Rebel with a Cause

The glistening sound of metal swooshing through the air. Swords clinking and clunking against the other. The Colonist and the Red Coat face to face, so close they can feel each other’s stubble. Their breath chuffing hot and damp against the other’s skin. One fighting for freedom of choice, the other fighting for ultimate control. Back and forth, indignant fire pulling to overcome acrimonious spite. 

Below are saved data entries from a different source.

PR #1617, opened 2023-01-04
ServerNodes = Inverse(AccessNodes)

kape1395:
A chain has to use ServerNodes to query requests of blocks instead of AccessNodes.
The ServerNodes is the inverse of AccessNodes, considering the latter as a relation.
Now the access nodes get connected to the chain automatically.


packages/webapi/testutil/mockchain.go
```diff
@@ -74,6 +74,11 @@ func (*MockChain) ConfigUpdated(accessNodes []*cryptolib.PublicKey) {
 	panic("unimplemented")
 }
 
+// ConfigUpdated implements chain.Chain
```
muXxer:
```suggestion
// ServersUpdated implements chain.Chain
```

packages/solo/chain.go
```diff
@@ -625,6 +625,11 @@ func (*Chain) ConfigUpdated(accessNodes []*cryptolib.PublicKey) {
 	panic("unimplemented")
 }
 
+// ConfigUpdated implements chain.Chain
```
muXxer:
```suggestion
// ServersUpdated implements chain.Chain
```

packages/peering/lpp/lppNetImpl.go
```diff
@@ -472,6 +472,11 @@ func (n *netImpl) TrustedPeers() ([]*peering.TrustedPeer, error) {
 	return n.trusted.TrustedPeers()
 }
 
+// TrustedPeers implements the peering.TrustedNetworkManager interface.
```
muXxer:
```suggestion
// TrustedPeersListener implements the peering.TrustedNetworkManager interface.
```

packages/chains/accessMgr/amDist/msg.go
```diff
@@ -0,0 +1,34 @@
...
+	"github.com/iotaledger/wasp/packages/gpa"
+)
+
+const (
+	msgTypeAccess byte = iota
+)
+
+func (ami *accessMgrDist) UnmarshalMessage(data []byte) (gpa.Message, error) {
+	if len(data) < 1 {
+		return nil, fmt.Errorf("accessMgrImpl::UnmarshalMessage: data to short")
```
muXxer:
```suggestion
		return nil, fmt.Errorf("accessMgrImpl::UnmarshalMessage: data too short")
```

packages/chains/accessMgr/amDist/msg.go
```diff
@@ -0,0 +1,34 @@
...
+		}
+		return m, nil
+	}
+	var logData []byte
+	if len(data) <= 20 {
+		logData = data
+	} else {
+		logData = data[0:20]
+	}
+	return nil, fmt.Errorf("accessMgrImpl::UnmarshalMessage: cannot parse message starting with: %v", logData)
```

My eyes open. The peripheral vision is mostly dark and cloudy. I can make out curtains. Curtains everywhere, with a terrible pastel brushstroke pattern. Holy, yuck! What is this place?! The searing in my belly becomes more clear. “My baby! Where’s my baby?” A hushed, consoling voice quickly moves closer and gently tells me there is no baby. There was that feeling of indignant fire rearing its head again. “No! My husband. Where is my husband?” How could they not know who I was referring to? Obviously I knew I wasn’t having a baby. The word “duh” sprang to mind. Hours passed as I writhed in pain, spitting out endless demands to see the man I loved. Finally, four brutal hours later, I was wheeled in to see him. The sourest look on my face as I fought against the pain in my body. Not exactly how I would have liked to have greeted him. He covered my face in kisses. Kisses I have no memory of. 



“Here, eat this cracker so you can take your medicine.” The saltine cracker stuck to my lips. The shards scraped my already raw throat, the throat I was slowly becoming aware of. “We’re going to need to get you up to pee.” There was that feeling again. Pee? I’m not getting up. How am I going to do that? I didn’t. For two more hours until the pain in my gut became a gentle rolling storm, I didn’t get up to pee. 

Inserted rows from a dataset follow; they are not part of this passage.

PR #547, opened 2023-02-13
Read items by name fix

Hendrik1987:
I get the to me unexpected behavior:
After reading items by name
```
items = ["NotFun", "VarFun01"]
dfs = Dfs0(dfs0file)
dfs.read(items=items) 
```
`items` is no longer equal `["NotFun", "VarFun01"]`


ecomodeller:
Nice spotted, mutating inputs is generally a bad idea, since it is so unexpected.

PR #551, opened 2023-03-07
Private modules

ecomodeller:
In response to https://github.com/DHI/mikeio/pull/523 on what is private and what is public, This PR will make it clearer which classes and functions that are supposed to be part of the public API.

```python
# This class is for internal use only indicated by the leading underscore of the _grid_geometry module
mikeio.spatial._grid_geometry.BoundingBox

# While this is the public API
mikeio.Grid2D
```


ecomodeller:
File/module hierarchy inspired by e.g. https://github.com/scikit-learn/scikit-learn/tree/main/sklearn/

Issue #559, opened 2023-03-27
read_pfs fails in [WQRiverGroupPfs] section for .mhydro file


Snowthe:
I am trying to read a .mhydro file (MIKE Zero 2022 SP1) with mikeio.read_pfs(), which fails with the following error:
```
ValueError: DK1_100m_2023_Nsj_Lakes_Trial.mhydro could not be parsed. while scanning a block scalar
  in "<unicode string>", line 72225, column 80:
,0,"",0,"",0,"",0,"",0,"",0,"",'||',false>'
                                ^
expected chomping or indentation indicators, but found '|'
  in "<unicode string>", line 72225, column 81:
0,"",0,"",0,"",0,"",0,"",0,"",'||',false>'
                                ^
```
It fails when reading the [WQRiverGroupPfs] section (which in my .mhydro setup should just be inactive/unused). The whole section in my .mhydro file looks like this:

```
   [WQRiverGroupPfs]
      Touched = false
      [WQRiverListPfs]
         Touched = false
         DhiSEPfsListItemCount = 1
         SolutionMethod = 1
         UpdateFrequency = 1
         DisableProcesses = false
         [WQRiverPfs_0]
            Touched = false
            ObjectID = '7669105c-471a-4b76-be8b-4978926ffe10'
            ModelIndex = 0
            Model = 'From file ...'
            TemplateFile = ||
            Description = ''
            Clob = '<CLOB:22,1,1,false,1,0,"",0,"",0,"",0,"",0,"",0,"",0,"",0,"",||,false>'
         EndSect  // WQRiverPfs_0

      EndSect  // WQRiverListPfs

   EndSect  // WQRiverGroupPfs
```

...and it actually fails in the line " Clob = '<CLOB:22,1,1,false,1,0,"",0,"",0,"",0,"",0,"",0,"",0,"",0,"",||,false>' ", referring to the pipe symbols.

**System information:**
 - Python 3.8.11
 - MIKE IO 1.4.1

PR #560, opened 2023-03-27
Support CLOB in `read_pfs()`

ecomodeller:
#559


Snowthe:
> @Snowthe is this a suitable solution?

Yes, thanks a lot for the quick fix - as far as I can tell, this is working

jsmariegaard (approved):
Great idea with the "context". Well done!

PR #573, opened 2023-06-01
add _{item_#} for repeated item names

mohm-dhi:
currently when the item name are the same it throws an error, instead I change the code so it modify the item name by adding _2, _3, _4 etc to the repeated item name.


daniel-caichac-DHI:
I have had a similar issue before mainly due to mike's limitation on the number of characters (if your Dfs0 point output name is too long, I think it truncates to 32 characters or so, and I end up with repeated name items in my Dfs0). This does not allow you to read the items as mikeio is right now.
What I've done is read only a few items (say items 1-15), then rename in a dataframe, and then read the remaining items (say items 15-20 which were the ones with repeated names).
I agree with Henrik that allowing identical names is fragile, but sometimes necessary.

ecomodeller:
Added warning:
```
>>> import mikeio
>>> ds = mikeio.read("tests/testdata/untitled_3_items.dfs0")
/home/jan/src/mikeio/mikeio/dataset/_dataset.py:179: UserWarning: Duplicate item name: Untitled. Renaming to Untitled_2
  warnings.warn(f"Duplicate item name: {item}. Renaming to {item}_{count_dict[item]}")
/home/jan/src/mikeio/mikeio/dataset/_dataset.py:179: UserWarning: Duplicate item name: Untitled. Renaming to Untitled_3
  warnings.warn(f"Duplicate item name: {item}. Renaming to {item}_{count_dict[item]}")
```

PR #592, opened 2023-08-10
Type hints from the future

ecomodeller:
This line enables the union type hint syntax from 3.10 to be used in 3.7+
```python
from __future__ import annotations
```

I.e.

We can replace
```python
def foo(Union[int,str]) -> Union[int,bool):
  ...
```
with the version that is easier to read for humans🙂
```python
def foo(int | str) -> int | bool
  ...
```

### DIFF
--- a/mikeio/_track.py
+++ b/mikeio/_track.py
@@ -1,6 +1,7 @@
+from __future__ import annotations
 import os
 from datetime import datetime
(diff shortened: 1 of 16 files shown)


ecomodeller:
And remove some deprecated things, mainly the aggregation on Dataset, which now consistently returns a new Dataset, which should be helpful for auto-completion.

The uterus inside my belly was filled with a fibroid controlling every aspect of my life. If I could leave the house, when I could leave the house, how long I could leave the house, the way I spent my money on 150 tampons a month. It never ended. My period never ended. From the first of one month, to the first of the next month, my period went on eternally. There it was, fighting for ultimate control. I presented my ever present ordeal to the best of the best. With scalpel in hand the doctor finally cut away and cauterized where my womb once rested her head. The webs of endometriosis screeched out like a banshee, hanging on voraciously with her terrifying tentacles. I lay there unconscious, unaware of everything. The doctor chuffed her hot, damp breath into her mask. With precision, she cut away the monarchy that lived inside of me. There I was, a Daughter of Liberty, dumping the bloody tea into the harbor, declaring liberties not previously afforded me.



Now I sit here on my own bed, the incisions healing, but tender. The frustration of being nearly helpless as a babe. Everyday slightly better than the last and a few worse than the beginning. My freedom slowly returning. I’m waiting to heal, I’m waiting to be filled with indignant fire again. Never to be passive, always to be bold. Liberty or death.